This repo contains code to reproduce the results of our recent paper on aligning unpaired multimodal data by leveraging the propensity score. If you would like to use this repo on your own data, you will simply need to train a classifier on each modality (see main.py for example code), and then you can run the inference script on the trained classifiers. Cross-modality prediction can be achieved with the probing code.
The two relevant datasets can be loaded by running
bash data.sh
which will download the CITE-seq data from GEO and process it, as well as generate the synthetic image data. If the data files already exist, the script will skip data generation. For a hard reset, you can run the script with the optional flag -c
, which will first empty the dataset directory.

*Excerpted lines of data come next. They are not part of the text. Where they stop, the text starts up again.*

PR #2879, opened 2026-06-14
Add CXX_STANDARD to force C++17 on legacy

oznogon:
Explicitly define [CXX_STANDARD 17](https://cmake.org/cmake/help/latest/prop_tgt/CXX_STANDARD.html) in EmptyEpsilon's CMakeLists.txt for the legacy branch, which fixes legacy builds on GCC 16. SeriousProton's legacy branch already does this.

### DIFF
--- a/CMakeLists.txt
+++ b/CMakeLists.txt
@@ -11,6 +11,9 @@ endif()
 
 cmake_minimum_required(VERSION 3.8 FATAL_ERROR)
 
+# Force C++17 across all compilers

All the code assumes you have cuda available. An example training script:
python main.py --dataset=GEXADT --max_epochs=250 --batch_size=256 --eval_interval=1 --run_scot
The command takes the following possible parameters:
--max_epochs
--batch_size
--lr
--dataset
: One of "GEXADT", for CITE-seq data, or "BALLS", for the synthetic interventional balls data.--model
: One of "CLASSIFIER" or "VAE".--eval_interval
: How often to evaluate the model by computing matching metrics on the full validation set. Default is set to evaluate at every epoch (= 1
). If the matching metrics are too slow, you may want to make this larger.--run_scot
: Boolean flag for whether to run Gromov-Wasserstein OT (SCOT) and store its metrics prior to training. This can be slow for larger datasets!
By default, main.py
will train a classifier on the CITE-seq data for 2 epochs, with batch size 256, and with learning rate 0.0001, which should be used for testing purposes.
There are also parameters related to the VAE loss from: Yang, Karren Dai, et al. "Multi-domain translation between single-cell imaging and sequencing data using autoencoders." Nature communications 12.1 (2021): 31.
--lamb
--alpha
--beta
The training script will store a checkpoint with the best validation loss at results/checkpoints/*.ckpt
. With this checkpoint, we can evaluate final matching metrics on the test set with the following example script:
python3 inference.py --checkpoint=results/checkpoints/CLASSIFIER-epoch=00-full_val_loss=0.81.ckpt
The result will be stored under results/
, in a CSV file.
The command takes the following parameters:
--checkpoint
--dataset
--run_scot
Besides --checkpoint
, which is self-explanatory, the remaining parameters are identical to main.py
. Again, by default it will assume that we are doing inference on the CITE-seq data.
Another downstream task is to probe whether the matched samples resulting from a trained classifier/VAE are able to be used for cross-modality prediction. The following script takes a checkpoint and trains a 2-layer MLP (which we call a probe) minimizing MSE for prediction.
Note: this is currently only supported for the CITE-seq data, as image translation would require a much more sophisticated architecture.
python3 probing.py --checkpoint=results/checkpoints/PS-epoch=06-full_val_loss=0.63.ckpt
This command takes the following parameters, note the training parameters are for training the MLP probe.
--checkpoint
: This can be either a checkpoint to a VAE or classifier, or the string "gt", for ground truth matching, or "random", for a within-group random permutation.--max_epochs
--batch_size
--lr
--unbiased
: Boolean flag for whether to use the unbiased 2-stage least squares loss (this involves sampling twice from the source modality).
By default, probing.py
will run for 2 epochs with batch size 500, and learning rate 0.0001, without the unbiased loss. The default should be used for testing purposes.